Unfortunately she remembers there’s to be some exam the next day so no
strangers are allowed – so I never see it from the inside.
I ask, if I can take her out for dinner and we end up, after a big
discussion including the whole family about where to go and what to eat,
at what my budget regards as an expensive restaurant, but she has to
have something in return for her kindness. We have 3 dishes and a bowl
of rice.
The first is a speciality: fish tails. I don’t find out what kind of
fish it is, but probably trout or carp. It includes the bones and
everything, that’s how they do it here.
You get it all at the same time and you mix it as you like.
The second dish is the most delicious and one should be able to get it
everywhere. A little like Gong Bao Ji Ding, which is my favourite
Chinese dish until now.
The third are fried pieces of chicken. They’re fried with bones and
everything, sp you have to spit out the bones.
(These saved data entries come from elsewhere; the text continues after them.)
PR #1427, opened 2025-12-16
Reimplement RegionArgument Removal

phate:
The performance of the sweep phase of DNE is currently quadratic in the number of arguments/results/inputs/outputs. The reason for this is that we remove arguments/results/inputs/outputs one at a time and need to readjust indices for all other remaining arguments/results/inputs/outputs while doing so. I would like to move away from the individual removal of arguments/results/inputs/outputs towards mass removal.

This is the first step in this direction by reimplementing `Region::RemoveArgumentsWhere()` to not rely on the individual removal methods. I will adjust the other `Remove*Where()` methods in future PRs, and then utilize them in the removal functions of the structural nodes.


haved (dismissed):

caleridas (dismissed):
Cannot say much, but I am not certain where / if this is even called anymore, it does not appear to be called at all: Since most (all?) things should go the more specific removal functions (e.g. GammaNode::RemoveExitVars) I am not fully certain where exactly it would end up being used.

caleridas:
> > Cannot say much, but I am not certain where / if this is even called anymore, it does not appear to be called at all: Since most (all?) things should go the more specific removal functions (e.g. GammaNode::RemoveExitVars) I am not fully certain where exactly it would end up being used.
> 
> @caleridas Yes, the more specific removal functions all call `RemoveArgument()` under the hood, which leads to the quadratic behavior. This is exactly what I want to replace with this method.

I see -- but they all materialize the set of things removed already, so you might as well change / specialize signature slightly to get a "vector of things to be removed". Might want to sort again for safety to be sure, but might as well also rely on pre-sorting.

phate:
@caleridas @haved I changed the interface again, as I realized that this was not really working as planned when I tried to use it. There is some code duplication there right now, but I would like to ask you to ignore it. I will straighten this out later. Hell, I am not even convinced that we actually need the `RemoveArguments()` method in the first place. The `PruneArguments()` might actually be sufficient. The only place where we need a "RemoveWithIndices" function is the inputs and results as they are the entry points in the removal (arguments/outputs cannot be removed before they are dead, which only happens if the inputs/results have been removed, so the simple prune functions should be sufficient I believe).

PR #1429, opened 2025-12-18
Replace Node::RemoveInputsWhere() with RemoveInputs()

phate:


jlm/rvsdg/node.cpp
```diff
@@ -325,6 +325,43 @@ Node::removeInput(size_t index, bool notifyRegion)
...
+    {
+      if (notifyRegion)
+        region()->notifyInputDestroy(input.get());
+      input.reset();
+      numRemovedInputs++;
+    }
+    else
+    {
+      input->index_ = numLiveInputs;
+      inputs_[numLiveInputs++] = std::move(input);
```
haved: Should there be a if(numLiveInputs < n) to avoid moving onto itself, and updating the index with the same index?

A bit weird I think.
I enjoy her company so much after not having spoken to anybody since
Beijing. I ask her about the cultural revolution, when she by herself
speaks about chairman Mao, and she says that it all happened for him to
preserve power (exactly my words) and that it was a waste of time (she
doesn’t say human lives though). Surprisingly clear and clever talk by a
Chinese, I think.
I have got her mail address and am going to try sending her a mail. It
should be possible inside of China, but maybe not outside.
I have to enter the search engine they use here, called baidu.cn.
With this one most browsers start here. Then I have to search for wang
yi 163, which is a chat room, I think, and then she has an alias there.
Now it’s 10.45 p.m. and a horrible day had a nice ending anyway. And
tomorrow I have to mend a tube. I’m worrying about my tyres. She didn’t
think I could get a tyre for a MTB here in the city – and it’s rather
big.
She didn’t think I could withdraw money with my visa card here – and
THAT I think is right.
Tomorrow at 8 o’clock there’ll be a special breakfast for me downstairs,
but it’s not included in the 60 RMB my room including shower costs.